Exercise objective >> Each line below needs to be repeated precisely as it is.
----
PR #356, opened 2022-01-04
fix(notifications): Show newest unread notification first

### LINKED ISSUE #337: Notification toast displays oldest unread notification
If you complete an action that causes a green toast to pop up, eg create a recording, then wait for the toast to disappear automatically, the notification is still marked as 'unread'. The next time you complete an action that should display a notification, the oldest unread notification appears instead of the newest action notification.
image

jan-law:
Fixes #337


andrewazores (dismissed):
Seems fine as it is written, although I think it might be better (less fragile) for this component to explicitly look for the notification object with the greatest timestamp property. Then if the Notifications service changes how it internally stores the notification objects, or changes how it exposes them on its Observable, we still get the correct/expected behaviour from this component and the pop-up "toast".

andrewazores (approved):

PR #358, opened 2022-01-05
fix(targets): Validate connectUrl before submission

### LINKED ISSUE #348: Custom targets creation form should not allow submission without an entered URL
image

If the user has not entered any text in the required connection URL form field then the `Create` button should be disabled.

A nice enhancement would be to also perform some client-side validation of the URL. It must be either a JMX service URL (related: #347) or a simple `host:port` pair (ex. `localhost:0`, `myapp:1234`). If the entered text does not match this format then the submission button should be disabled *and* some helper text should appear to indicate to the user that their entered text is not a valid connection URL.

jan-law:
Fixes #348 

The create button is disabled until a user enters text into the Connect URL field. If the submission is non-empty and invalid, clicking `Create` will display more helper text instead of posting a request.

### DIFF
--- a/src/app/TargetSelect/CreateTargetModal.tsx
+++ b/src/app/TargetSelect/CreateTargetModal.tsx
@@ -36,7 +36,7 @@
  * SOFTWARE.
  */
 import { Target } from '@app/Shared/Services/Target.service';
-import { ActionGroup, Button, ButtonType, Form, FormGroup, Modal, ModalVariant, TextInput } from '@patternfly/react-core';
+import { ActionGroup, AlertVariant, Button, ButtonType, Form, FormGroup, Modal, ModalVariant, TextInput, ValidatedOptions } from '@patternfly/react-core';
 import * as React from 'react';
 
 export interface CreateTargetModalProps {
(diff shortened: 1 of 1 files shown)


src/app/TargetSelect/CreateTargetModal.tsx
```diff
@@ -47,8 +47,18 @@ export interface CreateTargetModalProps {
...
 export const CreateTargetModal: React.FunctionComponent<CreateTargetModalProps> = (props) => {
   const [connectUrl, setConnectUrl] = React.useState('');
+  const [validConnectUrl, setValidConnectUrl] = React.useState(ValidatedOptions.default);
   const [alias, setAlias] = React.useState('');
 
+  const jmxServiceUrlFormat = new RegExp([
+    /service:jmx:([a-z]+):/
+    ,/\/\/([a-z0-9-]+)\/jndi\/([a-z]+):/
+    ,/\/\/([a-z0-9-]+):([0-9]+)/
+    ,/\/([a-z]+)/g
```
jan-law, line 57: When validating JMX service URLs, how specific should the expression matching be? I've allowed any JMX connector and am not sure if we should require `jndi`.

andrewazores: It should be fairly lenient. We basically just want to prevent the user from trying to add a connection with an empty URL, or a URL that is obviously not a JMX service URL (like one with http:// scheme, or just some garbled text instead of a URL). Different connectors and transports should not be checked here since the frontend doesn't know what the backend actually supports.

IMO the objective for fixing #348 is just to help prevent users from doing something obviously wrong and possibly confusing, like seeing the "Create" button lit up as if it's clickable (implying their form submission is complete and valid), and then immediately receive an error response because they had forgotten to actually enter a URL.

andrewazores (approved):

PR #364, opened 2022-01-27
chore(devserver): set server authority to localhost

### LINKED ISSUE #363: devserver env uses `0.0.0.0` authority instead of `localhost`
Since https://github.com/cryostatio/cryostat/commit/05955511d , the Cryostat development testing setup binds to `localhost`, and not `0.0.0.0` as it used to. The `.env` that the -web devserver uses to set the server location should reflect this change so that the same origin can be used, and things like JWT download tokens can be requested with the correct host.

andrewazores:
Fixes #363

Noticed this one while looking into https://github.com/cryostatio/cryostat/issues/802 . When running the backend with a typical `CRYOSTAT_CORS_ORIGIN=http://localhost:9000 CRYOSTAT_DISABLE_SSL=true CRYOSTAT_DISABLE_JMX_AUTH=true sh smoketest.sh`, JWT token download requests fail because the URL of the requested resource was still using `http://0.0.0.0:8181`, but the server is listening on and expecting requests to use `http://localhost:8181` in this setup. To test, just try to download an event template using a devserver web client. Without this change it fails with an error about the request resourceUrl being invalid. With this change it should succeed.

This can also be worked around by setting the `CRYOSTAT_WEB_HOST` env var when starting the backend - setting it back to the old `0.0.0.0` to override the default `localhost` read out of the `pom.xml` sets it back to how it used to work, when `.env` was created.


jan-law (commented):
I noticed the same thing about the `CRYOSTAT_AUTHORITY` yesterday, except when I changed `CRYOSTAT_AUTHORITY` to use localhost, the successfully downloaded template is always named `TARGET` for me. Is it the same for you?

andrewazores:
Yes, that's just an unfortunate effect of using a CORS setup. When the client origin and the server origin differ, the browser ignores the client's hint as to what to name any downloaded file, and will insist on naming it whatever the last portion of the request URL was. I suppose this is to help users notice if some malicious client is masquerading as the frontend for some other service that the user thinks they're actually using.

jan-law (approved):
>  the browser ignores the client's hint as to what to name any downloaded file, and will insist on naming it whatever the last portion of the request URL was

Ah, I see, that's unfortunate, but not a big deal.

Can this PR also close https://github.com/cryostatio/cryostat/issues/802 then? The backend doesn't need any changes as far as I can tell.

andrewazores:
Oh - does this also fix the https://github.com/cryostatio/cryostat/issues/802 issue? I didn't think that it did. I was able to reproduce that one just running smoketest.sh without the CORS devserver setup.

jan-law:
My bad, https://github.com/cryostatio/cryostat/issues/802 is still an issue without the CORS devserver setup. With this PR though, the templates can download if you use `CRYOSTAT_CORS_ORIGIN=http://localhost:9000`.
----
Answer to this exercise >>
PR #356, opened 2022-01-04
fix(notifications): Show newest unread notification first

### LINKED ISSUE #337: Notification toast displays oldest unread notification
If you complete an action that causes a green toast to pop up, eg create a recording, then wait for the toast to disappear automatically, the notification is still marked as 'unread'. The next time you complete an action that should display a notification, the oldest unread notification appears instead of the newest action notification.
image

jan-law:
Fixes #337


andrewazores (dismissed):
Seems fine as it is written, although I think it might be better (less fragile) for this component to explicitly look for the notification object with the greatest timestamp property. Then if the Notifications service changes how it internally stores the notification objects, or changes how it exposes them on its Observable, we still get the correct/expected behaviour from this component and the pop-up "toast".

andrewazores (approved):

PR #358, opened 2022-01-05
fix(targets): Validate connectUrl before submission

### LINKED ISSUE #348: Custom targets creation form should not allow submission without an entered URL
image

If the user has not entered any text in the required connection URL form field then the `Create` button should be disabled.

A nice enhancement would be to also perform some client-side validation of the URL. It must be either a JMX service URL (related: #347) or a simple `host:port` pair (ex. `localhost:0`, `myapp:1234`). If the entered text does not match this format then the submission button should be disabled *and* some helper text should appear to indicate to the user that their entered text is not a valid connection URL.

jan-law:
Fixes #348 

The create button is disabled until a user enters text into the Connect URL field. If the submission is non-empty and invalid, clicking `Create` will display more helper text instead of posting a request.

### DIFF
--- a/src/app/TargetSelect/CreateTargetModal.tsx
+++ b/src/app/TargetSelect/CreateTargetModal.tsx
@@ -36,7 +36,7 @@
  * SOFTWARE.
  */
 import { Target } from '@app/Shared/Services/Target.service';
-import { ActionGroup, Button, ButtonType, Form, FormGroup, Modal, ModalVariant, TextInput } from '@patternfly/react-core';
+import { ActionGroup, AlertVariant, Button, ButtonType, Form, FormGroup, Modal, ModalVariant, TextInput, ValidatedOptions } from '@patternfly/react-core';
 import * as React from 'react';
 
 export interface CreateTargetModalProps {
(diff shortened: 1 of 1 files shown)


src/app/TargetSelect/CreateTargetModal.tsx
```diff
@@ -47,8 +47,18 @@ export interface CreateTargetModalProps {
...
 export const CreateTargetModal: React.FunctionComponent<CreateTargetModalProps> = (props) => {
   const [connectUrl, setConnectUrl] = React.useState('');
+  const [validConnectUrl, setValidConnectUrl] = React.useState(ValidatedOptions.default);
   const [alias, setAlias] = React.useState('');
 
+  const jmxServiceUrlFormat = new RegExp([
+    /service:jmx:([a-z]+):/
+    ,/\/\/([a-z0-9-]+)\/jndi\/([a-z]+):/
+    ,/\/\/([a-z0-9-]+):([0-9]+)/
+    ,/\/([a-z]+)/g
```
jan-law, line 57: When validating JMX service URLs, how specific should the expression matching be? I've allowed any JMX connector and am not sure if we should require `jndi`.

andrewazores: It should be fairly lenient. We basically just want to prevent the user from trying to add a connection with an empty URL, or a URL that is obviously not a JMX service URL (like one with http:// scheme, or just some garbled text instead of a URL). Different connectors and transports should not be checked here since the frontend doesn't know what the backend actually supports.

IMO the objective for fixing #348 is just to help prevent users from doing something obviously wrong and possibly confusing, like seeing the "Create" button lit up as if it's clickable (implying their form submission is complete and valid), and then immediately receive an error response because they had forgotten to actually enter a URL.

andrewazores (approved):

PR #364, opened 2022-01-27
chore(devserver): set server authority to localhost

### LINKED ISSUE #363: devserver env uses `0.0.0.0` authority instead of `localhost`
Since https://github.com/cryostatio/cryostat/commit/05955511d , the Cryostat development testing setup binds to `localhost`, and not `0.0.0.0` as it used to. The `.env` that the -web devserver uses to set the server location should reflect this change so that the same origin can be used, and things like JWT download tokens can be requested with the correct host.

andrewazores:
Fixes #363

Noticed this one while looking into https://github.com/cryostatio/cryostat/issues/802 . When running the backend with a typical `CRYOSTAT_CORS_ORIGIN=http://localhost:9000 CRYOSTAT_DISABLE_SSL=true CRYOSTAT_DISABLE_JMX_AUTH=true sh smoketest.sh`, JWT token download requests fail because the URL of the requested resource was still using `http://0.0.0.0:8181`, but the server is listening on and expecting requests to use `http://localhost:8181` in this setup. To test, just try to download an event template using a devserver web client. Without this change it fails with an error about the request resourceUrl being invalid. With this change it should succeed.

This can also be worked around by setting the `CRYOSTAT_WEB_HOST` env var when starting the backend - setting it back to the old `0.0.0.0` to override the default `localhost` read out of the `pom.xml` sets it back to how it used to work, when `.env` was created.


jan-law (commented):
I noticed the same thing about the `CRYOSTAT_AUTHORITY` yesterday, except when I changed `CRYOSTAT_AUTHORITY` to use localhost, the successfully downloaded template is always named `TARGET` for me. Is it the same for you?

andrewazores:
Yes, that's just an unfortunate effect of using a CORS setup. When the client origin and the server origin differ, the browser ignores the client's hint as to what to name any downloaded file, and will insist on naming it whatever the last portion of the request URL was. I suppose this is to help users notice if some malicious client is masquerading as the frontend for some other service that the user thinks they're actually using.

jan-law (approved):
>  the browser ignores the client's hint as to what to name any downloaded file, and will insist on naming it whatever the last portion of the request URL was

Ah, I see, that's unfortunate, but not a big deal.

Can this PR also close https://github.com/cryostatio/cryostat/issues/802 then? The backend doesn't need any changes as far as I can tell.

andrewazores:
Oh - does this also fix the https://github.com/cryostatio/cryostat/issues/802 issue? I didn't think that it did. I was able to reproduce that one just running smoketest.sh without the CORS devserver setup.

jan-law:
My bad, https://github.com/cryostatio/cryostat/issues/802 is still an issue without the CORS devserver setup. With this PR though, the templates can download if you use `CRYOSTAT_CORS_ORIGIN=http://localhost:9000`.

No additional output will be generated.